A few months ago, Palaver told me about a Monday night retro party at the Dance Cave; one that differed from all the others in that they deviated from the 13 or so 80's songs played everywhere else. In other words, a good retro night. But I was tied up with a job, not to mention Moosehead Mondays. And now I have no job & a groovy pad in the city. Plus the fact that it was Palaver's first night in town after the long & somewhat unhappy visit with his parents. I also thought that Galadrial & I could bond, as I remembered that she liked the Cave. So I quickly donned the Bauhaus baby-t, purple & black tights, the little black skirt edged with pimp fur, a beret to hide my roots and we were off (I mention my outfit only to provide context for what happened later). As befits club kids like us (snort), we only made it to the Cave as the witching hour began. And Palaver was right: it's pretty cool.

Ian was there, celebrating his birthday with a crew of home-towners. Ian & Sister Sunshine & I shared the same class in first year, and they remain the only 2 friends I've made outside of res & campus newspapers...so I feel a touch sentimental about seeing him on my first night in town. It's a good omen for the coming year. And bizarrely enough, Aaron was there. He dropped out of sight last year and I always felt a little weird about talking about it to Jain afterwards, since we lived in the same city & I couldn't keep track of him. Very good omens indeed. I feel like I've finally made a niche in this town if I can walk into a club on a Monday & pick out 2 friends from the crowd.

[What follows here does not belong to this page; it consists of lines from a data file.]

PR #6145, opened 2026-03-27
fix(aws): handle empty resource policy in PushSecret for SecretsManager

### LINKED ISSUE #6144: PushSecret for AWS SecretsManager fails to parse when resource policy is empty
**Describe the bug**
When trying to create a resource policy for an existing secret the operator fails to parse and exit early without creating the resource policy defined in a Secret or ConfigMap.

**To Reproduce**
2. provide the Kubernetes and ESO version (Kubernetes v1.34.3, ESO v2.2.0)

**Expected behavior**
PushSecret should be able to upsert a resource policy even if one was not previously present.

**Screenshots**
Image

**Additional context**
I was able to track down the problem to the way the parsing is being done:
https://github.com/external-secrets/external-secrets/blob/main/providers/v1/aws/secretsmanager/secretsmanager.go#L909-L920
The logic instantiates `currentPolicy` as an empty string, and if no existing policy is found, it tries to parse that empty string as JSON before doing the comparison. The parsing fails, and the code exits early without uploading the provided resource policy.
The easiest fix would be to validate that the string is not empty before **Unmarshaling** or initialize `currentPolicy` as an empty JSON object string ("{}"), which would also avoid the parsing failure.

I'll can open a small PR with the simple fix if that seem suitable.

maks3201:
## Problem Statement

When trying to upsert a resource policy on an AWS SecretsManager secret that has no existing policy, PushSecret fails with `failed to unmarshal current resource policy`. This is because `GetResourcePolicy` returns an empty string, and the code attempts to `json.Unmarshal("")` which always fails.

## Related Issue

Fixes #6144

## Proposed Changes

- Skip unmarshaling `currentPolicy` when it is empty, allowing the comparison to correctly detect a difference and proceed to `PutResourcePolicy`
- Fix misleading error message on the desired policy unmarshal (was saying "current" instead of "desired")
- Add test case `SetSecretWithEmptyExistingResourcePolicy` covering this scenario

## Format

```
feat(scope): add new feature
fix(scope): fix bug
ref(scope): refactor code
test(scope): add tests
desig(scope): improve design
```

- charts
- release
- testing
- security
- templating

## Checklist

Fixes PushSecret failures when AWS SecretsManager returns an empty resource policy (fixes issue #6144).

Changes

- providers/v1/aws/secretsmanager/secretsmanager.go
  - Add deleteResourcePolicy helper and move DeleteResourcePolicy call, metrics observation, and ResourceNotFoundException handling into it.
  - Add unmarshalPolicyJSON which returns nil for empty input; manageResourcePolicy uses it and reflect.DeepEqual to decide when to call PutResourcePolicy.
  - Trigger deletion when the resolved desired policy is empty instead of attempting compare/unmarshal.
  - Correct error text to report failures unmarshaling the desired resource policy (previously referenced "current").

- providers/v1/aws/secretsmanager/secretsmanager_test.go
  - Add test case SetSecretWithEmptyExistingResourcePolicy to the TestSetSecret table and a standalone TestPushSecretEmptyExistingResourcePolicy to cover the scenario where GetResourcePolicy returns an empty policy and verify PutResourcePolicy is invoked.

### DIFF
--- a/.github/actions/e2e/action.yml
+++ b/.github/actions/e2e/action.yml
@@ -6,7 +6,7 @@ runs:
   steps:
 
     - name: Configure AWS Credentials
-      uses: aws-actions/configure-aws-credentials@e3dd6a429d7300a6a4c196c26e071d42e0343502 # v1
+      uses: aws-actions/configure-aws-credentials@e3dd6a429d7300a6a4c196c26e071d42e0343502 # v4.0.2
       with:
         role-to-assume: ${{ env.AWS_OIDC_ROLE_ARN }}
         aws-region: ${{ env.AWS_REGION }}
--- a/.github/workflows/ci.yml
+++ b/.github/workflows/ci.yml
@@ -11,9 +11,6 @@ env:
   GOLANGCI_VERSION: 'v2.11.3'
   KUBERNETES_VERSION: '1.33.x'
 
-  # Sonar
-  SONAR_TOKEN: ${{ secrets.SONAR_TOKEN }}
-
 permissions:
   contents: read
 
@@ -51,6 +48,8 @@ jobs:
           egress-policy: audit
       - name: Checkout
         uses: actions/checkout@de0fac2e4500dabe0009e67214ff5f5447ce83dd # v6.0.2
+        with:
+          persist-credentials: false
       - name: Check License Headers
         uses: apache/skywalking-eyes/header@61275cc80d0798a405cb070f7d3a8aaf7cf2c2c1 # v0.8.0
 
@@ -67,6 +66,8 @@ jobs:
           egress-policy: audit
       - name: Checkout
         uses: actions/checkout@de0fac2e4500dabe0009e67214ff5f5447ce83dd # v6.0.2
+        with:
+          persist-credentials: false
       - uses: hashicorp/setup-terraform@5e8dbf3c6d9deaf4193ca7a8fb23f2ac83bb6c85 # v3
       - name: Setup Go
         uses: actions/setup-go@4a3601121dd01d1626a1e23e37211e3254c1c06c # v6.4.0
@@ -102,6 +103,8 @@ jobs:
           egress-policy: audit
       - name: Checkout
         uses: actions/checkout@de0fac2e4500dabe0009e67214ff5f5447ce83dd # v6.0.2
+        with:
+          persist-credentials: false
 
       - name: Fetch History
         run: git fetch --prune --unshallow
--- a/.github/workflows/codeql.yml
+++ b/.github/workflows/codeql.yml
@@ -31,6 +31,8 @@ jobs:
         egress-policy: audit
     - name: Checkout repository
       uses: actions/checkout@de0fac2e4500dabe0009e67214ff5f5447ce83dd # v6.0.2
+      with:
+        persist-credentials: false
     # Without this, codeql scan builds databases separately for all modules during every run.
     - name: Run go work
       run: make go-work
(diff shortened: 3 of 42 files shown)


providers/v1/aws/secretsmanager/secretsmanager.go
```diff
@@ -911,17 +924,14 @@ func (sm *SecretsManager) manageResourcePolicy(ctx context.Context, metadata *ap
...
-
-	if err := json.Unmarshal([]byte(currentPolicy), &currentPolicyMap); err != nil {
+	currentPolicyMap, err := unmarshalPolicyJSON(currentPolicy)
+	if err != nil {
 		return fmt.Errorf("failed to unmarshal current resource policy: %w", err)
 	}
-	if err := json.Unmarshal([]byte(policyJSON), &policyJSONMaps); err != nil {
-		return fmt.Errorf("failed to unmarshal current resource policy: %w", err)
+
+	policyJSONMaps, err := unmarshalPolicyJSON(policyJSON)
```
cmoscofian: **issue**: This introduces a different bug.
**AWS SecretsManager** does not accept an empty object as a resource policy. The way I read this is that having an empty policy should trigger the **DeleteResourcePolicy**.

providers/v1/aws/secretsmanager/secretsmanager.go
```diff
@@ -875,25 +902,17 @@ func (sm *SecretsManager) manageResourcePolicy(ctx context.Context, metadata *ap
...
-		return nil
+		return sm.deleteResourcePolicy(ctx, secretID)
 	}
 
 	// Normal flow, is to create the policy.
 	policyJSON, err := sm.resolveResourcePolicy(ctx, meta.Spec.ResourcePolicy.PolicySourceRef)
 	if err != nil {
 		return fmt.Errorf("failed to resolve resource policy: %w", err)
 	}
+	if policyJSON == "" {
```
Skarlso, line 913: Ah, I hate that we do a delete call on EVERY reconcile where the push secret policy data is not set. :/ This is such a waste, but since we don't have the previous state, we have no idea if the user explicitly removed it to flag a delete or they never defined it in the first place which is super annoying. And adding an explicit field called `deletePolicy` would be just as confusing. :/

So we'll have to live with this approach for now. (this was a problem in previous implementation as well)

Skarlso:
@cmoscofian Are you okay with the introduced fix? :) Thanks for flagging the problem! :) 🙇

providers/v1/aws/secretsmanager/secretsmanager.go
cmoscofian: I agree, this is really not an ideal behaviour but one work around could be to just set an internal flag here and set the policyJSON to an empty JSON object so it does not break the parsing. 

Something along these lines...

```go
emptyPolicy := false

if policyJSON == "" {
    policyJSON = "{}"
    emptyPolicy = true
}

// Then use this flag within the comparison after the DeepEqual block.

if reflect.DeepEqual(currentPolicyJSON, policyJSONMaps) {
    return nil
}

if emptyPolicy {
    DeleteResourcePolicy()
} else {
    PutResourcePolicy()
}
```

This would not be a beautiful implementation, but it would be more efficient as this only calls the apis if something has actually changed and would not require changes to the users API.It could be a good enough of a compromise for now.

cmoscofian:
@Skarlso Yes, I think this does work and fixes the issue. As you pointed out there is the downside of calling Delete on every reconcile, but that only happens if the user intentionally set the resource policy to an empty string, so the overall behavior looks correct.

providers/v1/aws/secretsmanager/secretsmanager.go
Skarlso: Sure, but you have the same problem, right? You don't if the policyJSON is empty _by default_ or that it wasn't empty before and the user just set it to empty _now_ if that makes sense. :)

The other interesting thing about the night was that I was hit on with Trevor sitting 4 feet away. It was my own damn fault; I was writhing suggestively to "When Doves Cry" as a rather drunk guy tried to make eye-contact. As the song ended, he started shouting things in my ear...things that sounded vaguely like compliments. Who can tell in the middle of the dance floor? I made my fatal mistake when I interpreted, '[shouting/mumble/slur] ready to go?' as 'are you ready to dance to the next song?' I think that I inadvertently agreed to go off with him. I'm really not sure. I think it was the beret...it has odd powers to attract, you know.